WORK REQUEST:
Word for word, write out all of the entries that follow.

(THE DATA)

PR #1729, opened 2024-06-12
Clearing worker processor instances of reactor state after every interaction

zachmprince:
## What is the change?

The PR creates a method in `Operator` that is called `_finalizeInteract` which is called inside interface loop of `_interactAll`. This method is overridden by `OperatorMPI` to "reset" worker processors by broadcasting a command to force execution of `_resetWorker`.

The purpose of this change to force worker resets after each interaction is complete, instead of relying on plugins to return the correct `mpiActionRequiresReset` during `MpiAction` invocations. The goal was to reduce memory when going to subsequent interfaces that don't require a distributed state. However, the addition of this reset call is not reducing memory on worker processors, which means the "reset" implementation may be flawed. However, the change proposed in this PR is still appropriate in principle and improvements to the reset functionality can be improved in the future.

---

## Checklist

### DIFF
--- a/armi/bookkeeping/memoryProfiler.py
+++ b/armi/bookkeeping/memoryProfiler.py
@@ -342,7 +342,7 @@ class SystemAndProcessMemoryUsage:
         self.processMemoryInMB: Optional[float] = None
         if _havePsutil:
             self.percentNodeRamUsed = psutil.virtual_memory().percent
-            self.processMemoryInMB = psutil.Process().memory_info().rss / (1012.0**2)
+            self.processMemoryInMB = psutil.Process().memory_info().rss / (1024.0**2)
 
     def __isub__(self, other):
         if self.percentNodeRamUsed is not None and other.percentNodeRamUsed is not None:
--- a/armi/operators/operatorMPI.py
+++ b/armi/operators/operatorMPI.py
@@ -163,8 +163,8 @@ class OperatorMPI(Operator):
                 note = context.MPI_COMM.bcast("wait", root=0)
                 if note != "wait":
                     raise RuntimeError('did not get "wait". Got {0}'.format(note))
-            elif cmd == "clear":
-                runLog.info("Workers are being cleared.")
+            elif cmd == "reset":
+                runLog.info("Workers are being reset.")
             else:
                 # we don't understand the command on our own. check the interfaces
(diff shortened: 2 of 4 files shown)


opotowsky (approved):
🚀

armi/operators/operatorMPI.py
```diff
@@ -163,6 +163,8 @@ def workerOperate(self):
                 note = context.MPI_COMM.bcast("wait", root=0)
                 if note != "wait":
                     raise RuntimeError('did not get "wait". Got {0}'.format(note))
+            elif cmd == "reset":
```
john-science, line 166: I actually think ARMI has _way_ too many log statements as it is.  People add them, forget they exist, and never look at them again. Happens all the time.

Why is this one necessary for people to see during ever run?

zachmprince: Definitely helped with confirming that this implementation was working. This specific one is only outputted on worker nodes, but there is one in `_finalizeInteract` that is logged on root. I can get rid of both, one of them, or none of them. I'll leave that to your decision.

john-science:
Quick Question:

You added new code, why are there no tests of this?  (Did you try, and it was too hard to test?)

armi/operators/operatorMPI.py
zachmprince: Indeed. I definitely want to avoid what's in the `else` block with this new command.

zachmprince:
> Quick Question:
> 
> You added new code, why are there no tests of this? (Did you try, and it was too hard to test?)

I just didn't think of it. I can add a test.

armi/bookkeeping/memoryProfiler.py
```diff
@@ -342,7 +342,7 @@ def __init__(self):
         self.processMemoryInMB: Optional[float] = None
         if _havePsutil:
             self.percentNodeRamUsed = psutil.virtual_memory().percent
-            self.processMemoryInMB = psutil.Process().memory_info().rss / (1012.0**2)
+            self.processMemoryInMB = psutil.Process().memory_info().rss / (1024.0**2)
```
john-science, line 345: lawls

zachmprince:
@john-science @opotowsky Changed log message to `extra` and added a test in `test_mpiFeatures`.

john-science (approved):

(End THE DATA)

RESPONSE TO THE TASK:
PR #1729, opened 2024-06-12
Clearing worker processor instances of reactor state after every interaction

zachmprince:
## What is the change?

The PR creates a method in `Operator` that is called `_finalizeInteract` which is called inside interface loop of `_interactAll`. This method is overridden by `OperatorMPI` to "reset" worker processors by broadcasting a command to force execution of `_resetWorker`.

The purpose of this change to force worker resets after each interaction is complete, instead of relying on plugins to return the correct `mpiActionRequiresReset` during `MpiAction` invocations. The goal was to reduce memory when going to subsequent interfaces that don't require a distributed state. However, the addition of this reset call is not reducing memory on worker processors, which means the "reset" implementation may be flawed. However, the change proposed in this PR is still appropriate in principle and improvements to the reset functionality can be improved in the future.

---

## Checklist

### DIFF
--- a/armi/bookkeeping/memoryProfiler.py
+++ b/armi/bookkeeping/memoryProfiler.py
@@ -342,7 +342,7 @@ class SystemAndProcessMemoryUsage:
         self.processMemoryInMB: Optional[float] = None
         if _havePsutil:
             self.percentNodeRamUsed = psutil.virtual_memory().percent
-            self.processMemoryInMB = psutil.Process().memory_info().rss / (1012.0**2)
+            self.processMemoryInMB = psutil.Process().memory_info().rss / (1024.0**2)
 
     def __isub__(self, other):
         if self.percentNodeRamUsed is not None and other.percentNodeRamUsed is not None:
--- a/armi/operators/operatorMPI.py
+++ b/armi/operators/operatorMPI.py
@@ -163,8 +163,8 @@ class OperatorMPI(Operator):
                 note = context.MPI_COMM.bcast("wait", root=0)
                 if note != "wait":
                     raise RuntimeError('did not get "wait". Got {0}'.format(note))
-            elif cmd == "clear":
-                runLog.info("Workers are being cleared.")
+            elif cmd == "reset":
+                runLog.info("Workers are being reset.")
             else:
                 # we don't understand the command on our own. check the interfaces
(diff shortened: 2 of 4 files shown)


opotowsky (approved):
🚀

armi/operators/operatorMPI.py
```diff
@@ -163,6 +163,8 @@ def workerOperate(self):
                 note = context.MPI_COMM.bcast("wait", root=0)
                 if note != "wait":
                     raise RuntimeError('did not get "wait". Got {0}'.format(note))
+            elif cmd == "reset":
```
john-science, line 166: I actually think ARMI has _way_ too many log statements as it is.  People add them, forget they exist, and never look at them again. Happens all the time.

Why is this one necessary for people to see during ever run?

zachmprince: Definitely helped with confirming that this implementation was working. This specific one is only outputted on worker nodes, but there is one in `_finalizeInteract` that is logged on root. I can get rid of both, one of them, or none of them. I'll leave that to your decision.

john-science:
Quick Question:

You added new code, why are there no tests of this?  (Did you try, and it was too hard to test?)

armi/operators/operatorMPI.py
zachmprince: Indeed. I definitely want to avoid what's in the `else` block with this new command.

zachmprince:
> Quick Question:
> 
> You added new code, why are there no tests of this? (Did you try, and it was too hard to test?)

I just didn't think of it. I can add a test.

armi/bookkeeping/memoryProfiler.py
```diff
@@ -342,7 +342,7 @@ def __init__(self):
         self.processMemoryInMB: Optional[float] = None
         if _havePsutil:
             self.percentNodeRamUsed = psutil.virtual_memory().percent
-            self.processMemoryInMB = psutil.Process().memory_info().rss / (1012.0**2)
+            self.processMemoryInMB = psutil.Process().memory_info().rss / (1024.0**2)
```
john-science, line 345: lawls

zachmprince:
@john-science @opotowsky Changed log message to `extra` and added a test in `test_mpiFeatures`.

john-science (approved):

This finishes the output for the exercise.